Bireysel veya toplumsal alanda, aniden, hiç beklemediğimiz bir şekilde, içinden çıkılması imkânsız gibi görünen durumlarla karşılaşabiliriz.

Eğer sorun bireysel düzeyde ise gerçekle yüzleşmeye cesaret etmek yerine bu dilemmadan yani büyük (!) belâdan kurtuluş için intihar düşüncesine bile saplanabiliriz. Her ne kadar “çözümsüzlük” duygusu geçici bir zihinsel kilitlenme olsa da maalesef çoğu kez bu sarmal ve karmaşık içsel dürtüye yenik düşer, belki de intihar ederiz.

Eğer dilemma toplumsal düzeyde ise bu kez başka bir tepkiyi ortaya koyarız: İnkâr veya suikast.

Refah toplumunun önüne bir engel olarak ortaya çıkan, ABD’deki “Zenci” Sorunu ve Türkiye’deki Kürt Sorununu aşmaya kararlı siyaset insanları, yıllardır bastırılmış ve inkâr edilmiş sorunu kabullenmek yerine, var olan gerçekliği inkâr ederek anlamsız bir suçluluk duygusuna saplanmakta, bu psikolojik boğuşma içinde çıkış yolu olarak da acımasız bir yönteme başvurmaktadırlar: Suikastlar.

1960’LI YILLARIN ABD’Sİ

ABD, İkinci Dünya Savaşı’ndan zaferle çıkar. Dünyaya hükmeden İngiliz İmparatorluğu çözülür, onun yerine ABD, artık dünyanın en büyük gücüdür. Dünyadaki doğal kaynaklara, ticaret yollarına ve askeri üslere el koyar. ABD ürünleri dünya piyasalarına hükmeder. Ülkede refah ve zenginlik hızla artar. Ülke zenginleşir ama toplumsal gelişmenin önünde ciddi bir engel vardır: Bunun adı Segregasyon yani ırk ayrımcılığıdır. Bu sorun aşılmadan refahın ve zenginliğin bir anlamı yoktur.

1960’lı yıllara gelindiğinde segregasyon nedeniyle ABD’de siyahiler ve beyazlar birbirinden ayrı iki farklı yaşam biçimine sahiptirler.

O yıllar kamu hayatını felç eden ırk ayrımcılığını yani segregasyonu şöyle özetleyebiliriz:

EĞİTİM: Okullardaki ırksal ayrımcılık oldukça yaygındı. Siyahiler beyaz akranlarına kıyasla ayrı, yetersiz ve sıklıkla kalitesiz okullara gidiyorlardı.

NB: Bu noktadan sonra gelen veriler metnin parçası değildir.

Issue #422, opened 2020-08-20
attempt to write a readonly database (code 1032 SQLITE_READONLY_DBMOVED[1032])


kevinranks:
I have users receiving this error: 

`attempt to write a readonly database (code 1032 SQLITE_READONLY_DBMOVED[1032])`

Some Googling and #178 even mentions that this could be related to the default max storage size (6MB). However, I've already implemented this (we're on `v1.7.0` prior to `AsyncStorage_db_size_in_MB` implementation) into our `MainApplication.java` but it has had no affect:

```
@Override
public void onCreate() {
	super.onCreate();
	SoLoader.init(this, /* native exopackage */ false);
	long size = 50L * 1024L * 1024L; // 50 MB
	com.facebook.react.modules.storage.ReactDatabaseSupplier.getInstance(getApplicationContext()).setMaximumSize(size);
}
```

I verified that the size increase was working by implementing a custom NativeModule which calls `ReactDatabaseSupplier` then `getMaximumSize()` to retrieve the size and send it across the bridge to JavaScript. When inside my app and calling `getMaxSize()` it successfully returns 50 MB:

```
@ReactMethod
public void getMaxSize(Callback successCallback) {
	Long maxDatabaseSize = com.facebook.react.modules.storage.ReactDatabaseSupplier.getInstance(reactContext).get().getMaximumSize();
	successCallback.invoke(maxDatabaseSize.doubleValue());
}
```

Does this look correct for verifying that size? Is this error unrelated to Android AsyncStorage size? Looking through the Sentry breadcrumbs this error always seems to occur after the user backgrounds & foregrounds the app following by low memory:

![image](https://user-images.githubusercontent.com/6843831/90810127-b924c300-e2df-11ea-9925-bf8000b3b99b.png)

Krizzu:
Hey @kevinranks 

I'm trying to address this in #423. I'm not able to reproduce this issue myself, so small research with similar problems points it to locale change/db connection not closed properly. Any help here is appreciated 🙏

kevinranks:
@Krizzu We're also unable to reproduce the error despite a lot of trying. If your PR gets merged in we will definitely try it.

baltagih2:
Same issue here

Error
attempt to write a readonly database (code 1032 SQLITE_READONLY_DBMOVED[1032])

```
node_modules/@react-native-community/async-storage/lib/AsyncStorage.js in convertError at line 413:19
function convertError(error): ?Error {
  if (!error) {
[...]

Issue #178, opened 2019-08-02
Failed to open database RKStorage (language)


Bruno-Furtado:
## Current behavior

After changing the device language the app crashs.

## Expected behavior

No impact on the app when user changes the device language.

## Repro steps

1. Install a release build using some language, like `en_US`
2. Kill the app
3. Change the device language, for example `pt_BR`
4. Open the app
4. App crashs

## Environment

- **Async Storage version**: 1.6.1
- **React-Native version**: 0.60.4
- **Platform tested**: Android
- **Logs/Error that are relevant**:

```log
Failed to open database "/data/user/0/com.app/databases/RKStorage".
android.database.sqlite.SQLiteException: Failed to change locale for db "/data/user/0/com.app/databases/RKStorage" to "en_US".
	at android.database.sqlite.SQLiteConnection.setLocaleFromConfiguration(SQLiteConnection.java:394)
	at android.database.sqlite.SQLiteConnection.open(SQLiteConnection.java:219)
	at android.database.sqlite.SQLiteConnection.open(SQLiteConnection.java:194)
	at android.database.sqlite.SQLiteConnectionPool.openConnectionLocked(SQLiteConnectionPool.java:493)
	at android.database.sqlite.SQLiteConnectionPool.open(SQLiteConnectionPool.java:200)
	at android.database.sqlite.SQLiteConnectionPool.open(SQLiteConnectionPool.java:192)
	at android.database.sqlite.SQLiteDatabase.openInner(SQLiteDatabase.java:864)
	at android.database.sqlite.SQLiteDatabase.open(SQLiteDatabase.java:849)
	at android.database.sqlite.SQLiteDatabase.openDatabase(SQLiteDatabase.java:724)
	at android.database.sqlite.SQLiteDatabase.openDatabase(SQLiteDatabase.java:714)
	at android.database.sqlite.SQLiteOpenHelper.getDatabaseLocked(SQLiteOpenHelper.java:295)
	at android.database.sqlite.SQLiteOpenHelper.getWritableDatabase(SQLiteOpenHelper.java:238)
	at com.facebook.react.modules.storage.ReactDatabaseSupplier.ensureDatabase(ReactDatabaseSupplier.java:88)
	at com.facebook.react.modules.storage.AsyncStorageModule.ensureDatabase(AsyncStorageModule.java:432)
	at com.facebook.react.modules.storage.AsyncStorageModule.access$000(AsyncStorageModule.java:38)
[...]

PR #423, opened 2020-08-21
[Android]: Database locale issues

Krizzu:
Summary:
---------

Trying to address: #422 #178 

Those issues we've seen are related to locale changing and database connection not being closed properly. I could not reproduce it myself, so those are just **preventive measures**. Can't tell if this would help for sure.

The fix is to close db connection when activity is destroyed - it'll be reestablished on next startup (in case of locale change, activity is recreated).

~~Another one is to disable [localized collators for db](https://developer.android.com/reference/android/database/sqlite/SQLiteDatabase#NO_LOCALIZED_COLLATORS), which is the most suggested fix for `Failed to change locale for db` error.
I've moved this fix behind a flag that you need to set in `gradle.properties` in order to work.~~

This has been dropped due to possibility of unexpected behavior. [More info about being consistent with locale collation in android docs.](https://developer.android.com/reference/kotlin/android/database/sqlite/SQLiteDatabase#no_localized_collators)

---

If anyone is able to constantly reproduce the issue, please do let me know. You can try out this branch before it's released by pointing your `package.json` dependency to:

```json
"@react-native-community/async-storage": "git+https://github.com/react-native-community/async-storage.git#fix/ensure-db-closed"
```

### DIFF
--- a/android/build.gradle
+++ b/android/build.gradle
@@ -33,6 +33,10 @@ def useDedicatedExecutor = rootProject.hasProperty('AsyncStorage_dedicatedExecut
         ? rootProject.properties['AsyncStorage_dedicatedExecutor']
         : false
 
+def disableLocalizedCollators = rootProject.hasProperty('AsyncStorage_noLocalizedCollators')
+        ? rootProject.properties['AsyncStorage_noLocalizedCollators']
+        : false
+
 apply plugin: 'com.android.library'
 
 android {
@@ -43,6 +47,7 @@ android {
         targetSdkVersion safeExtGet('targetSdkVersion', 28)
         buildConfigField "Long", "AsyncStorage_db_size", "${dbSizeInMB}L"
         buildConfigField("boolean", "AsyncStorage_useDedicatedExecutor", "${useDedicatedExecutor}")
+        buildConfigField("boolean", "AsyncStorage_noLocalizedCollators", "${disableLocalizedCollators}")
     }
     lintOptions {
         abortOnError false
--- a/android/build.gradle
+++ b/android/build.gradle
@@ -33,10 +33,6 @@ def useDedicatedExecutor = rootProject.hasProperty('AsyncStorage_dedicatedExecut
         ? rootProject.properties['AsyncStorage_dedicatedExecutor']
         : false
 
-def disableLocalizedCollators = rootProject.hasProperty('AsyncStorage_noLocalizedCollators')
-        ? rootProject.properties['AsyncStorage_noLocalizedCollators']
-        : false
-
 apply plugin: 'com.android.library'
 
 android {
@@ -47,7 +43,6 @@ android {
         targetSdkVersion safeExtGet('targetSdkVersion', 28)
         buildConfigField "Long", "AsyncStorage_db_size", "${dbSizeInMB}L"
         buildConfigField("boolean", "AsyncStorage_useDedicatedExecutor", "${useDedicatedExecutor}")
-        buildConfigField("boolean", "AsyncStorage_noLocalizedCollators", "${disableLocalizedCollators}")
     }
     lintOptions {
         abortOnError false
--- a/android/src/main/java/com/reactnativecommunity/asyncstorage/ReactDatabaseSupplier.java
+++ b/android/src/main/java/com/reactnativecommunity/asyncstorage/ReactDatabaseSupplier.java
@@ -7,15 +7,14 @@
 
 package com.reactnativecommunity.asyncstorage;
 
-import javax.annotation.Nullable;
-
 import android.content.Context;
 import android.database.sqlite.SQLiteDatabase;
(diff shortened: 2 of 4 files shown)


kevinranks:
Would love to see this reviewed & merged soon if possible. We have many frustrated users that are receiving the issue in #422.

android/src/main/java/com/reactnativecommunity/asyncstorage/ReactDatabaseSupplier.java
```diff
@@ -85,7 +86,13 @@ public void onUpgrade(SQLiteDatabase db, int oldVersion, int newVersion) {
         if (tries > 0) {
           deleteDatabase();
         }
-        mDb = getWritableDatabase();
+
+        if(disableLocalizedCollators) {
```
tido64, line 90: Do we really need the class member?
```suggestion
        if (BuildConfig.AsyncStorage_noLocalizedCollators) {
```

android/build.gradle
```diff
@@ -33,6 +33,10 @@ def useDedicatedExecutor = rootProject.hasProperty('AsyncStorage_dedicatedExecut
         ? rootProject.properties['AsyncStorage_dedicatedExecutor']
         : false
 
+def disableLocalizedCollators = rootProject.hasProperty('AsyncStorage_noLocalizedCollators')
+        ? rootProject.properties['AsyncStorage_noLocalizedCollators']
+        : false
```
tido64, line 38: Nit: We don't really need the ternary but I see we've done the same above...
```suggestion
def disableLocalizedCollators = rootProject.hasProperty('AsyncStorage_noLocalizedCollators')
        && rootProject.properties['AsyncStorage_noLocalizedCollators']
```

tido64 (approved):

android/src/main/java/com/reactnativecommunity/asyncstorage/ReactDatabaseSupplier.java
Krizzu: True, nice catch

android/build.gradle
Krizzu: Yes, I kept it for consistency

Krizzu:
Thanks @tido64 for having a look 🙏 

According to [Android docs, one needs to be consistent with what collation rules were used when creating the database](https://developer.android.com/reference/kotlin/android/database/sqlite/SQLiteDatabase#no_localized_collators). That means, setting this flag to `NO_COLLATION` during runtime could lead to some unexpected behaviors/errors. Besides, the main issue in [this issue](https://github.com/react-native-community/async-storage/issues/178) is `database is locked` error - which is also addressed by this PR.

android/src/main/java/com/reactnativecommunity/asyncstorage/ReactDatabaseSupplier.java
```diff
@@ -7,15 +7,14 @@
...
-import javax.annotation.Nullable;
-
 import android.content.Context;
 import android.database.sqlite.SQLiteDatabase;
 import android.database.sqlite.SQLiteException;
 import android.database.sqlite.SQLiteOpenHelper;
-
 import com.facebook.common.logging.FLog;
 import com.facebook.react.common.ReactConstants;
+import java.io.File;
```
tido64, line 16: Unused?

tido64 (approved):

tido64:
> According to [Android docs, one needs to be consistent with what collation rules were used when creating the database](https://developer.android.com/reference/kotlin/android/database/sqlite/SQLiteDatabase#no_localized_collators). That means, setting this flag to `NO_COLLATION` during runtime could lead to some unexpected behaviors/errors. Besides, the main issue in [this issue](https://github.com/react-native-community/async-storage/issues/178) is `database is locked` error - which is also addressed by this PR.

Does this mean that the problem is that we tried to open a database that was already opened in a different locale? Wouldn't restarting the app already close the database? Or is the implementation such that it is possible to leak connections?

Krizzu:
> Does this mean that the problem is that we tried to open a database that was already opened in a different locale? 

I believe this is the case we see here.

> Wouldn't restarting the app already close the database? Or is the implementation such that it is possible to leak connections?

This is exactly what I think is happening - changing locale restarts the activity, not the app process, so it leaks the db connection.

tido64:
> This is exactly what I think is happening - changing locale restarts the activity, not the app process, so it leaks the db connection.

The repro steps in #178 mentions killing the app though. I thought that would close the connection?

Krizzu:
> The repro steps in #178 mentions killing the app though. I thought that would close the connection?

This is the most confusing part of the whole issue. I also thought the connection will be closed, but apparently it's not 🤷‍♂️ Dunno if we're not missing something here.

Krizzu:
@tido64 I'll go ahead and merge this. Thanks for reviewing 🙏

ULAŞIM: Ayrımcılık toplu taşıma araçlarında uygulanıyordu, özellikle otobüs ve trenlerde, beyaz ve siyahi yolcular için ayrı oturma alanları belirlenmişti. Bu uygulama, 1955-1956’daki Montgomery Otobüs Boykotu gibi olaylara yol açtı, sivil haklar hareketi için dönüm noktalarından biri oldu.

KAMU TESİSLERİ: Restoranlar, su çeşmeleri, yüzme havuzları, parklar ve diğer rekreasyon alanları gibi kamu tesislerinde ırksal ayrımcılık yaygındı; burada beyaz ve siyahiler için ayrı tesisler vardı.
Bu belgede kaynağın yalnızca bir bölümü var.